Como ceramista, De Waal tiene obra en el Victoria&Albert Museum y en la Tate Modern. Ese salto, de la tradición a la vanguardia, o de Gran Bretaña al mundo, lo define. Está convencido de que “podemos cruzar fronteras y conservar nuestra integridad”. Él, “un no practicante de todo”, cruza muchas. Igual da clase de cerámica en la Universidad de Westminster que escribe algunos de los ensayos más fascinantes de este siglo (La liebre con ojos de ámbar, Acantilado, háganse un regalo y léanlo). Con 61 años, De Waal pertenece a la vez a las paredes austeras de un monasterio —donde creció— y al mundo que ha recorrido buscando la porcelana más fina, la que apenas se puede ver.

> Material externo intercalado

PR #1880, opened 2023-05-08
add to and update trigger assert file

silabs-krdosvik:
This PR updates the trigger asserts, and adds more asserts.
It uses the support logic in #1876, so it should not be merged before that PR.


cv32e40s/tb/uvmt/uvmt_cv32e40s_triggers_assert_cov.sv
silabs-robin, line 1: Is the compilation time still big? (3 min instead of 30 sec.)

If yes, then this might be the best time to try and find a solution.

(Some of those generate blocks in `_triggers_assert_cov` are the cause. And now that they get split into different files it might become difficult to pinpoint the cause at a later time.)

silabs-krdosvik: Do you mean split into the support logic and trigger module? I cant time it untill the the #1876 PR is in (since I get errors without it). I think the compilation time is reduces a lot, but I am not sure if it is as small as 30 seconds. I will com back to you with a time estimate when #1876 is in :-)

silabs-robin: > Do you mean split into the support logic and trigger module?

I don't have a full overview of what the new changes include, but here is my point:

Today, cv32e40s/dev formal compiles in 3 minutes.
If one comments out everything within the triggers_assert_cov module, then it takes only 30 seconds. (In particular, the second generate block from the bottom, IIRC.)
So I think we should look for a way to not 6x the compilation time (if possible), and I think it is better to do it now than later.

silabs-mateilga (commented):
I've left a few comments, but I'll postpone a full review until the generate/compile time issues are resolved.

cv32e40s/tb/uvmt/uvmt_cv32e40s_triggers_assert_cov.sv
silabs-krdosvik: The fv compilation time is now 1 min and 30 sec. So this addition will increase the time by 1 minute. I will look more into reducing the compilation time.

silabs-krdosvik: Measurements [compile time]:
- No trigger or support module: ish 1 min
- 128 memory access: ish 1 min and 30 sec with the new file structure
- 13 memory access: ish 1 min

It seems that the measurements vary a little for every time I run the same experiment, therefore "ish"-measurements.
It also seems like 1 memory access take the same time as 13.
It didn't seem that modifying the generate blocks had any effect.

silabs-mateilga (changes requested):
Generally very solid code! It's a bit hard to review such large changes, but there isn't much I could find to point out, so I think we are very close to merging here. Left a few questions and comments that should be addressed pre merge.

lib/uvm_agents/uvma_rvfi/uvma_rvfi_csr_if.sv
```diff
@@ -67,14 +67,14 @@ interface uvma_rvfi_csr_if_t
   // -------------------------------------------------------------------
 
 
-  function automatic logic [XLEN-1:0] read();
-    read = (rvfi_csr_rdata & rvfi_csr_rmask);
-  endfunction : read
+  function automatic logic [XLEN-1:0] pre_state();
```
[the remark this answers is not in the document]
silabs-krdosvik: It is checked. :-)

silabs-mateilga (approved):
All issues resolved, approving

PR #1882, opened 2023-05-08
Preliminary RV32I decoder & support

silabs-hfegran:
Initial work on a decoder for RV32I

### DIFF
--- a/lib/support/isa_support.sv
+++ b/lib/support/isa_support.sv
@@ -164,10 +164,10 @@
     // Compressed
     CEBREAK,
     // Pseudo name, class of instructions
-    STORE_INSN,
-    LOAD_INSN,
+    STORE_INSTR,
+    LOAD_INSTR,
     // Unknown for instructions that cannot be decoded
-    UNKNOWN
+    UNKNOWN_INSTR
   } instr_names_e;
 
   // GPR Registers
@@ -347,19 +347,6 @@
     FUNCT3_AND     = 3'b111
   } op_minor_opcode_e;
 
-
-  // Specific function subtypes
-  typedef struct packed {
-    csr_name_e           csr;
-    union packed {
-      gpr_t         rs1;
-      logic [19:15] uimm;
-    }n;
-    csr_minor_opcode_e funct3;
-    gpr_t          rd;
-    major_opcode_e opcode;
-  } csr_instr_t;
-
   // U type
   typedef struct packed {
     logic [31:12]  imm;
@@ -426,18 +413,12 @@
 
   // B type
   typedef struct packed {
-    logic [31:25]  imm;
+    logic [31:25]  imm_h;
     gpr_t          rs2;
     gpr_t          rs1;
     logic [14:12]  funct3;
-    gpr_t          rd;
+    logic [11:7]   imm_l;
   } b_type_t;
-
-  function logic[11:0] read_b_imm(logic[31:0] instr);
-    automatic logic [11:0] imm;
-    imm = {instr[31], instr[7], instr[30:25], instr[11:8]};
-    return imm;
-  endfunction : read_b_imm
 
   // S type
   typedef struct packed {
@@ -553,6 +534,58 @@
     uncompressed_instr_t uncompressed;
   } instr_t;
 
+  typedef struct packed {
+    gpr_t gpr;
+    bit   valid;
+  } reg_operand_t;
+
+  typedef struct packed {
+    logic[31:0] imm;
+    // TODO
+    //imm_e       imm_type;
+    //int         width;
+    //bit         sign_ext;
+    bit         valid;
+  } imm_operand_t;
+
+  typedef struct packed {
+    int   offset;
+    gpr_t gpr;
+    bit   valid;
+  } mem_operand_t;
+
+  // TODO Zc
+  // typedef struct packed {
+  //   rlist_t rlist;
+  //   bit     valid;
+  // } rlist_operand_t;
+
+  typedef enum logic[7:0] {
+    I_TYPE,
+    I_TYPE_LOAD,
+    J_TYPE,
+    S_TYPE,
+    R_TYPE,
+    R4_TYPE,
+    B_TYPE,
+    U_TYPE,
+    // Compressed formats
+    CR_TYPE,
+    // Others
+    UNKNOWN_FORMAT
+  } instr_format_e;
+
+  typedef struct packed {
+    instr_names_e  instr;
+    instr_format_e format;
+    reg_operand_t rd;
+    reg_operand_t rs1;
+    reg_operand_t rs2;
+    reg_operand_t rs3;
+    imm_operand_t imm;
+    // rlist_operand_t rlist;
+  } asm_t;
+
   function logic [11:0] get_cj_offset(compressed_instr_t instr);
     get_cj_offset = {
       instr.format.cj.imm[11+1],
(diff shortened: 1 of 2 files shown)


lib/support/isa_support.sv
```diff
@@ -68,6 +70,887 @@
...
+  } op_minor_opcode_e;
+
+
+  // Specific function subtypes
+  typedef struct packed {
+    csr_name_e           csr;
+    union packed {
+      gpr_t         rs1;
+      logic [19:15] uimm;
+    }n;
```
silabs-krdosvik, line 357: n is not that describing.

silabs-krdosvik: Just to come with a proposal: "addressing", since it seems like we divide between register and immediate _addressing_ :
image

Obs: based on random google search result.

lib/support/isa_support.sv
```diff
@@ -68,6 +70,887 @@
...
+      logic [31:7]         raw;
+      i_type_t             i;
+      i_type_load_t        i_load;
+      j_type_t             j;
+      s_type_t             s;
+      r_type_t             r;
+      r4_type_t            r4;
+      b_type_t             b;
+      u_type_t             u;
+    } format; // Would like to use type, but type is reserved keyword in sv
```
silabs-krdosvik, line 469: I think this is a good alternative :-)

lib/support/isa_support.sv
```diff
@@ -68,6 +70,887 @@
...
+       && (instr.compressed.format.cr.rs2.gpr     == X0)
+       && (instr.compressed.format.cr.funct4      == 4'b1001)) :
+        decode_instr = CEBREAK;
+
+      default: decode_instr = UNKNOWN;
+    endcase
+
+  endfunction : decode_instr
+
+  function is_instr(instr_t instr, instr_names_e instr_type);
```
silabs-krdosvik, line 805: just to make sure I understand the code. We use this function to add decoded signals? and then we use the instr_name in the rvfi instr interface to check instr_name ==<desired_instr>?

lib/support/isa_support.sv
silabs-hfegran: > n is not that describing.

Yup, this one slipped through - Just a copy-paste from the previous code, where i used "n" to symbolize an anonymous union/struct, which is not possible in sv - i believe it can be better solved with the approach below.

lib/support/isa_support.sv
```diff
@@ -68,6 +70,887 @@
...
+      (   (instr.uncompressed.opcode              == BRANCH)
+       && (instr.uncompressed.format.b.funct3     == FUNCT3_BGEU)) :
+        decode_instr = BGEU;
+
+      // Compressed
+      (   (instr.compressed.opcode                == 2'b10)
+       && (instr.compressed.format.cr.rd_rs1.gpr  == X0)
+       && (instr.compressed.format.cr.rs2.gpr     == X0)
+       && (instr.compressed.format.cr.funct4      == 4'b1001)) :
+        decode_instr = CEBREAK;
```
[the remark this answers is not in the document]
silabs-hfegran: just a regular case statement, but instead of using case (something) I used case (1), where the first condition that is true in the list below will match.

lib/support/isa_support.sv
silabs-hfegran: this function `is_instr( instruction_binary, expected instruction) ` returns true or false, `decode_instr(instruction_binary)` returns the name of the instruction as an enum-value from the list of instructions.

silabs-hfegran: currently decode_instr should cover most (if not all) of rv32i - can be expanded as needed.

lib/uvm_agents/uvma_rvfi/uvma_rvfi_instr_if.sv
```diff
@@ -212,6 +215,8 @@ interface uvma_rvfi_instr_if_t
 
   // assigning signal aliases to helper functions
   always_comb begin
+    instr_name          <= decode_instr(rvfi_insn);
```
silabs-hfegran, line 218: This basically creates a signal that can be used in waveforms, that presents the name of the last executed instruction

lib/support/isa_support.sv
```diff
@@ -68,6 +70,887 @@
...
+      instr.format.cj.imm[10+1],
+      instr.format.cj.imm[6+1],
+      instr.format.cj.imm[7+1],
+      instr.format.cj.imm[3+1:1+1],
+      instr.format.cj.imm[5+1],
+      1'b0
+    };
+  endfunction : get_cj_offset
+
+  function instr_names_e decode_instr(instr_t instr);
```
silabs-hfegran, line 570: One idea I have for this function, is to return a struct that contains `instr_names_e` + operands; and operands set as INVALID if they are not used for that specific function. This will basically enable us to build a valid asm-string from the contents of the struct.

lib/support/isa_support.sv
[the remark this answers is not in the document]
silabs-robin: LRM "12.5.2 Constant expression in case statement" has the full explanation.

image

lib/support/isa_support.sv
```diff
@@ -68,6 +70,887 @@
...
+    SRA,
+    OR,
+    AND,
+    // Compressed
+    CEBREAK,
+    // Pseudo name, class of instructions
+    STORE_INSN,
+    LOAD_INSN,
+    // Unknown for instructions that cannot be decoded
+    UNKNOWN
```
silabs-mateilga, line 170: Maybe invalid or illegal are good name alternatives, as they fall more in line with what the core would do.

silabs-mateilga (commented):
Looks very good, it will be really interesting to start using this in the rvfi_instr_if and other files. I'm holding off on a full review until the PR is more complete.

lib/support/isa_support.sv
silabs-krdosvik: Sounds good. Thanks! :-)

lib/support/isa_support.sv
```diff
@@ -68,6 +70,887 @@
...
+  typedef struct packed {
+    logic [31:12] imm;
+    gpr_t         rd;
+  } j_type_t;
+
+  function logic[20:0] read_j_imm(logic[31:0] instr);
+    automatic logic [20:0] imm;
+    imm = instr >> 11;
+    return { imm[20], imm[10:1], imm[11], imm[18:12], 1'b0 };
+  endfunction : read_j_imm
```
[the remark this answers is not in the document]
silabs-robin: Or you could do something like you have done below: `imm_12_10` etc.

lib/support/isa_support.sv
```diff
@@ -68,6 +70,887 @@
...
+  } compressed_instr_t;
+
+  typedef union packed {
+    compressed_instr_t   compressed;
+    uncompressed_instr_t uncompressed;
+  } instr_t;
+
+  function logic [11:0] get_cj_offset(compressed_instr_t instr);
+    get_cj_offset = {
+      instr.format.cj.imm[11+1],
```
silabs-robin, line 558: Why is there +1 on everything?

lib/support/isa_support.sv
silabs-robin: Can that be a separate function?

silabs-robin, line 570: Since this function finds an instruction's name, can the function be called something with "name"?

`decode_instr_name()`?
`get_instr_name()`?

lib/support/isa_support.sv
```diff
@@ -68,6 +70,887 @@
...
+    OR,
+    AND,
+    // Compressed
+    CEBREAK,
+    // Pseudo name, class of instructions
+    STORE_INSN,
+    LOAD_INSN,
+    // Unknown for instructions that cannot be decoded
+    UNKNOWN
+  } instr_names_e;
```
silabs-robin, line 171: The other enums are not in plural.

lib/support/isa_support.sv
silabs-robin:
```
function is_instr(instr_t instr, instr_names_e instr_type);
  return  instr_type == decode_instr(instr);
endfunction
```

silabs-robin, line 805: The name `is_instr` initially made me think this functions checks whether a binary is a legal instruction or just random non-instruction data.

silabs-mateilga: An alternative name could be `match_instr(..)`

lib/support/isa_support.sv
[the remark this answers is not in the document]
silabs-hfegran: This is on my TODO-list

lib/support/isa_support.sv
silabs-hfegran: functionality changed, so the new functionality is more in line with the intended usage

lib/support/isa_support.sv
silabs-hfegran: fixed

lib/support/isa_support.sv
silabs-robin: Ok.

lib/support/isa_support.sv
silabs-hfegran: fixed

lib/support/isa_support.sv
```diff
@@ -68,6 +70,887 @@
...
+  typedef enum logic [6:0] {
+    LOAD   = 7'b000_0011, LOAD_FP  = 7'b000_0111, CUS_0 = 7'b000_1011, MISC_MEM = 7'b000_1111, OP_IMM = 7'b001_0011, AUIPC_OP = 7'b001_0111,OP_IMM_32 = 7'b001_1011,
+    STORE  = 7'b010_0011, STORE_FP = 7'b010_0111, CUS_1 = 7'b010_1011, AMO      = 7'b010_1111, OP     = 7'b011_0011, LUI_OP   = 7'b011_0111,OP_32     = 7'b011_1011,
+    MADD   = 7'b100_0011, MSUB     = 7'b100_0111, NMSUB = 7'b100_1011, NMADD    = 7'b100_1111, OP_FP  = 7'b101_0011, RES_1    = 7'b101_0111,CUS_2     = 7'b101_1011,
+    BRANCH = 7'b110_0011, JALR_OP  = 7'b110_0111, RES_0 = 7'b110_1011, JAL_OP   = 7'b110_1111, SYSTEM = 7'b111_0011, RES_2    = 7'b111_0111,CUS_3     = 7'b111_1011
+  } major_opcode_e;
+
+  typedef enum logic [1:0] {
+    C0 = 2'b00, C1 = 2'b01, C2 = 2'b10, C3 = 2'b11
+  } compressed_opcode_e;
```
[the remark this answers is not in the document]
silabs-hfegran: fixed

silabs-oysteink (approved):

Esa búsqueda recorre La liebre con ojos de ámbar. Y le llevó a viajar por Europa, Japón, la historia y sus propios recuerdos. Es esa misma búsqueda insaciable de tratar de entender, —no de sentido, De Waal encuentra sentido en todo lo que mira y hace— le lleva en Cartas a Camondo a acercarse a alguien distante y distinto y a la vez, claro, cercano. Como los Ephrussi banqueros y judíos, a cuya familia pertenece De Waal —que llegaron de Odesa y se instalaron cerca del parque de Monceau en París—, los Camondo llegaron a París en el siglo XIX procedentes de Constantinopla. Cultos y trabajadores, atesoraron una de las grandes colecciones privadas de la ciudad. Su legado ha enriquecido, desde siempre, los grandes museos parisinos. Y escribo los grandes con mayúsculas: del Louvre al de Orsay, antes de que su propia casa se convirtiera en museo.
Esa casa, la de los Camondo, hoy pertenece al Museo de Artes decorativas del Louvre. Y lleva el nombre del hijo de Moïse, un joven perpetuo: Nissim de Camondo, que murió durante la Primera Guerra Mundial mientras pilotaba un avión de lo que consideraba su patria: Francia.
Su padre, Moïse, se pasó la primera década de su vida mirando el Bósforo. Había nacido en una calle que llevaba su apellido: en el número 6 de la calle Camondo de Gálata. Pero formó y vio desaparecer a su familia en París.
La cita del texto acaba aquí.